Even those anti hunting types not currently wanting those overpopulated, cute,innocent lil deer killed...or...even these pretty geese killed will be on the band wagon begging for the killing of those ugly,mean ole yotes that have eaten their kitty's they let run loose to poop in their neighbor's flowerbeds and snatched their little puppy's out of their backyards. They will finally feel it's ok to kill something(as long as they don't have to pull the trigger...or watch it being done) cause that 'something' is mean and is invading their comfy surroundings.
And IMO, at that time, the politicians of these areas will listen to them and start spending our tax $'s targeting the yotes that were inadvertently invited.
Think they will find that controlling the well established yote population will be much more difficult and costly than controlling the easy Pickens food chain they aren't controlling now that brought the yote there in the first place.


----------



## PJF (Mar 25, 2009)

Not a snowflake and don't mind stepping in goose poop. Have hunted waterfowl hard for 50 years and have done my part to control the goose population. Not that it has done any great reduction of the numbers. Have worn out 5 retrievers hunting the wiley goose. Just enjoy the goose poop crowd. Goose poop is a great source of nitrogen. Tootsie rolls for all!!


----------



## ducknut141 (Apr 26, 2017)

The east coast had to lower the limit because the the Canada Goose population is dropping to low. The Snow Goose population is on the rise there though. It irks me to hear anyone call a Canada Goose a SKY CARP they only eat grains and grasses NOT bottom trash. If prepared in the proper way, cooked to rare, no more than medium rare, if eating whole meat they are better than beef. There are many many ways to prepare goose meat. I personally am counting down the days to hunting. It is much more enjoyable than fishing. Yes WAY more expensive in my case when you hunt multiple states.


----------



## Workingman (Jan 21, 2016)

I'm not a hunter but a buddy gave me a goose breast once, I sliced it very thin across the grain, put it in an Asian marinade and did a quick stir fry with it. It was real good and my 2 boys ate it up!
I'd definitely take another one, or 2 !!


----------



## scioto_alex (Dec 30, 2015)

Corny joke

You know how when a flock of geese flies over in a big V formation, and one leg of the V is longer than the other? Do you know why that is?

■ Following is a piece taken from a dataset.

PR #1655, opened 2025-03-14
push server messages out every second

maxkozlovsky:
Push server messages out every second even if there is no full batch available. This avoids unnecessary client timeouts if execution is overloaded and cannot produce data fast enough.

It's because there are more geese in the longer leg.


----------



## slimdaddy45 (Aug 27, 2007)

Ive never hunted waterfowl but have eatin duck just didn't care for it so reason for not hunting them but if they taste like duck Ill pass but wouldn't mind blasting a few for somebody else to eat seems certain times of the yr they are thick as fleas on a dogs back around fields covered with them along the river here around Nelsonville


----------



## PJF (Mar 25, 2009)

Corny joke #2

You know how when a flock of geese flies over in a big V formation, AND ONE IS IN THE FRONT OF THE V? Do you know why that is?

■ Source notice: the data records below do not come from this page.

PR #1658, opened 2025-03-15
fix lint warnings

maxkozlovsky:


monad-chain-config/src/execution_revision.rs
```diff
@@ -1,20 +1,20 @@
 #[derive(Debug, PartialEq, Eq, PartialOrd, Ord, Clone, Copy)]
 pub enum MonadExecutionRevision {
-    V_ZERO,
```
andr-dev, line 3: For these, we should use an allow to silence the linter rather than switch to `VZero` which is weird.

monad-chain-config/src/revision.rs
```diff
@@ -8,15 +8,15 @@ pub trait ChainRevision: Copy + Clone {
 
 #[derive(Debug, PartialEq, Eq, PartialOrd, Ord, Clone, Copy)]
 pub enum MonadChainRevision {
-    V_0_7_0,
```
andr-dev, line 11: Same here, `V_0_7_0` is preferable.

maxkozlovsky:
fixed to ignore warning

PR #1660, opened 2025-03-15
release/release-to-docker-io: Release internal images to docker.io

0cjs:
This should easily allow anybody with access to CL's internal Docker registry and our public docker.io repository (`categoryxyz/`) to release one or more images built from any commit here.
    
There is a reasonable amount of error checking, and, in comments in the script, considerable detail about how our release procedure works. (These comments should generally be preferred to other external documentation, which may be out of date.)

This implements a substantial part of [cint#1417](https://github.com/category-labs/category-internal/issues/1417), and the other parts about building the release are probably not relevant, since I didn't realise when filing that that a Docker workflow is already doing this.

If this is accepted, we need to update the [Script Way](https://www.notion.so/DevOps-Chain-Network-Guides-17675b0ba84080349dcfc72c2e9f29ec?pvs=4#18a75b0ba84080448feafd4f16bbffc7) section of [Pushing Images](https://www.notion.so/DevOps-Chain-Network-Guides-17675b0ba84080349dcfc72c2e9f29ec?pvs=4#18a75b0ba84080c3b027cb3b3b9ecbf8) in our notion.so chain network guide, and should probably just delete the "Manual Method" and "Old way" sections of that. (Presumably we can still retrieve them from the page history if we need to go back and look at them.) We also probably want to update the information about docker.io logins and access tokens throughout that section, but also see [cint#1416](https://github.com/category-labs/category-internal/issues/1416).

### DIFF
--- a/release/release-to-docker-io
+++ b/release/release-to-docker-io
@@ -1,0 +1,137 @@
+#!/usr/bin/env bash
+#
+#   release-to-docker-io: copy Docker images from the CL internal Docker
+#   registry to the docker.io categoryxyz/ public repository
+#
+#   See usage() for command line options. The one you're most likely to use
+#   is `-i IMAGE-NAME` (which can be given multiple times) to release just
+#   one image, rather than the entire default list of $image_names below.
+#
+#   .github/workflows/publish.yml builds and uploads releasable Docker
+#   images to the categoryxyz/ repository in the private
+#   peach10.devcore4.com registry ($internal_repo). These are always tagged
+#   with an abbreviated commit ID (currently 7 chars).
+#
+#   We release to docker.io images tagged *only* with a Git tag known to
+#   exist in our repo. I.e., the the `…:12ab34c` image in $internal_repo is
+#   `…:GIT-TAG` in $public_repo. (The commit to which these Git tags point
+#   _can_ change, but by convention never does.)
+#
+#   This should work on any system where the user is logged in to both
+#   registries; check `~/.docker/config.json` to see if it has entries in
+#   the `auths:` dictionary for these.
+
+set -Eeuo pipefail
+trap 'ec=$?; echo 1>&2 "INTERNAL ERROR: ec=$ec line=$LINENO cmd=$BASH_COMMAND";
+    exit $ec;' ERR
+
+die()  { ec=$1; shift; echo 1>&2 "$(basename "$0"):" "$@"; exit $ec; }
+fail() { echo -e 1>&2 "FAILED: $@"; exit 1; }
+
+setup_docker() {
+    declare -g docker=docker
+    if ! $docker --version >/dev/null; then
+        die 1 "Cannot run '$docker' command. Check path?"
+    elif ! $docker info >/dev/null 2>&1; then
+        docker="sudo docker --config $HOME/.docker/"
+        #   We do not use `sudo -v` here: in common configurations that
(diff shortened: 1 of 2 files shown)


release/release-to-docker-io
```diff
@@ -0,0 +1,137 @@
...
+
+image_list=()
+while [[ $# -gt 0 ]]; do case "$1" in
+    -h)     usage; exit 0;;
+    -i)     shift; image_list+=("$1"); shift;;
+    -*)     die 2 "Unknown option '$1'; use -h for help";;
+    *)      break;
+esac; done
+#   This is the default set of images we release to docker.io; see the
+#   matrix in .github/workflows/public.yml for the set of images that were
```
alexpotato: I think this should be `publish.yml`

release/release-to-docker-io
```diff
@@ -0,0 +1,137 @@
...
+Usage: $(basename "$0") [-h] [-i image]  GIT-TAG"
+  -h        This help.
+  -i NAME   Name of an image to release. May be specified multiple times.
+_____
+}
+
+image_list=()
+while [[ $# -gt 0 ]]; do case "$1" in
+    -h)     usage; exit 0;;
+    -i)     shift; image_list+=("$1"); shift;;
```
alexpotato, line 61: If I understand correctly, if no image list is provided then it uses the full image list from earlier on?

e.g. if the default is "update all of the images", that's good.

alexpotato:
General ops workflow comment:

I think having it here makes sense.

Would also be nice to have this deployed somewhere so you don't have to pull down the full monad-bft repo to push an image.

release/release-to-docker-io
0cjs: Yup, thanks.

release/release-to-docker-io
0cjs: To be more precise, the default is not "update all of the images," it's "update the images in the default list in this file." There are more images built in `publish.yaml` that are not here. I took this list from the script on the notion page; we should definitely tweak it if things have changed since that was last updated.

(It's possible for me to actually grab the default list from `publish.yaml` in the commit to be released, but my current estimate is that it's not worth the effort given that we're probably moving over the next few weeks to a single Docker image containing all programs for those cases where we're not doing bare host installs.)

alexpotato: Agreed that the hardcoded list you have below is fine for now. 

And good pointing out "all" is a big word encompassing more than we need.

```
    monad-bft monad-rpc monad-archive monad-full-node monad-execution)
```

0cjs:
> Would also be nice to have this deployed somewhere so you don't have to pull down the full monad-bft repo to push an image.

Unfortunately, the script needs access to the repo in order to be able to confirm that the requested tag exists and look up the commit ID to which the tag points. I might be able to work around that with calls to GitHub, but that gets a _lot_ more complex when you consider the authentication etc. that's necessary. (Though that bit of complexity will go away once the repo is made public.)

Towards the more general idea, I'm feeling it might end up being more difficult for users in the end to have to know another place to go get the script; "It's in repo X" is kind of something we do for all sorts of things already, anyway. I did consider putting it in `category-infra`, but in the end the devs are (correctly, IMHO) the ones with the final decision on what should be released, and this particular operation seems to me to be one where "let's get devops out of the way" can apply.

It's because HE'S FLYING FASTER THAN THE REST.


----------



## Wow (May 17, 2010)

There are people starving in every community in Ohio. ...............The dip-twats are all upset about their beaches and golf courses. These are problems with a solution. Pull the trigger. --Tim


----------



## bdawg (Apr 14, 2009)

I just started waterfowl hunting 3 years ago and shot my 1st goose last year. Tasted like beef to me. I didn't notice much difference. I soaked my for at least a day in saltwater though. They have a more gamey taste if you don't soak them. 

The geese haven't adapted, we have made the environment better for them by building golf courses, backyard ponds, & baseball fields that they love to feed in. 

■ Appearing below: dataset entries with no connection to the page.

PR #1662, opened 2025-03-17
Fix duplicate blocksync requests

bamrith:


monad-blocksync/src/blocksync.rs
```diff
@@ -674,39 +662,36 @@ where
...
-        }
-
         let self_requester = self_request.requester;
         match payload_response {
             BlockSyncBodyResponse::Found(payload) => {
+                if self_request.to != sender {
+                    // unexpected sender, but use the payload since it's valid
+                    self.metrics.blocksync_events.payload_response_unexpected += 1;
+                }
                 assert_eq!(self_requester, self.block_sync.self_request_mode);
```
michael-yxchen: I think we want to increment counter for unexpected response regardless of found or not found. Is there a specific reason to increment only on Found?

monad-blocksync/src/blocksync.rs
```diff
@@ -723,28 +708,31 @@ where
             }
             BlockSyncBodyResponse::NotAvailable(payload_id) => {
                 if sender.is_some() {
+                    // received not availabe from a peer. ignore the response and re-request
```
michael-yxchen: nit: available typo

monad-blocksync/src/blocksync.rs
```diff
@@ -1404,30 +1407,72 @@ mod test {
...
+        let cmds = context
+            .handle_ledger_response(BlockSyncResponseMessage::headers_not_available(block_range));
+        assert_eq!(cmds.len(), 0);
+    }
+
+    #[test]
+    fn timeout_headers_request_to_peer() {
+        // Handle self request should emit a fetch headers command
+        // If not available in ledger, request from peer with a timeout
+        // Re-request when timeout hits
```
michael-yxchen, line 1437: Are there tests asserting timeout expiry triggering another request and schedule timeout?

monad-blocksync/src/blocksync.rs
```diff
@@ -1560,8 +1653,160 @@ mod test {
         }
     }
 
+    #[test]
+    fn avoid_payload_requests_if_in_flight() {
```
michael-yxchen, line 1659: just confirming my understanding, blocksync will emit response to request 1 after receiving the remaining 3 block payloads right?

monad-blocksync/src/blocksync.rs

I enjoy hunting them and wish their were more opportunities and higher bag limits. I could walk along the canal right now and catch a dozen of them with a long handled fishing net.


----------



## glasseyes (Jan 28, 2012)

i used to hunt the geese but really did not care for the taste, duck i like. i quit hunting them for several reasons, the taste, the cost of stamps, steel shot, also finding places to hunt the local birds. Seemed no one wanted to give permission around our area at least at that time which has been probably ten years or more ago. 
It was fun for awhile . I look at our local trails and there are signs posted that dog crap must be cleaned up because of health hazard. only thing i see on those trails is goose droppings and it gets so bad its actually hard to walk on the trails without stepping in it.


----------



## 9Left (Jun 23, 2012)

PJF said:


> Corny joke #2
> 
> You know how when a flock of geese flies over in a big V formation, AND ONE IS IN THE FRONT OF THE V? Do you know why that is?
> 
> ...


 No, the reason it looks like a "V" is because all the geese are flying at the same speed… even the one in front


----------



## TClark (Apr 20, 2007)

If you got a problem with them on your property...wet the grass (if needed) then sprinkle Cayenne Pepper all over. Wont be long till they're gone.


----------



## bountyhunter (Apr 28, 2004)

they say god put everything on earth for a reason,guess he made a mistake with the geese.


----------



## ress (Jan 1, 2008)

Retention ponds at every new building seems to hold dozens. New banks and gas stations have even put in ponds around here.


----------



## garhtr (Jan 12, 2009)

ress said:


> Retention ponds at every new building seems to hold dozens. New banks and gas stations have even put in ponds around here.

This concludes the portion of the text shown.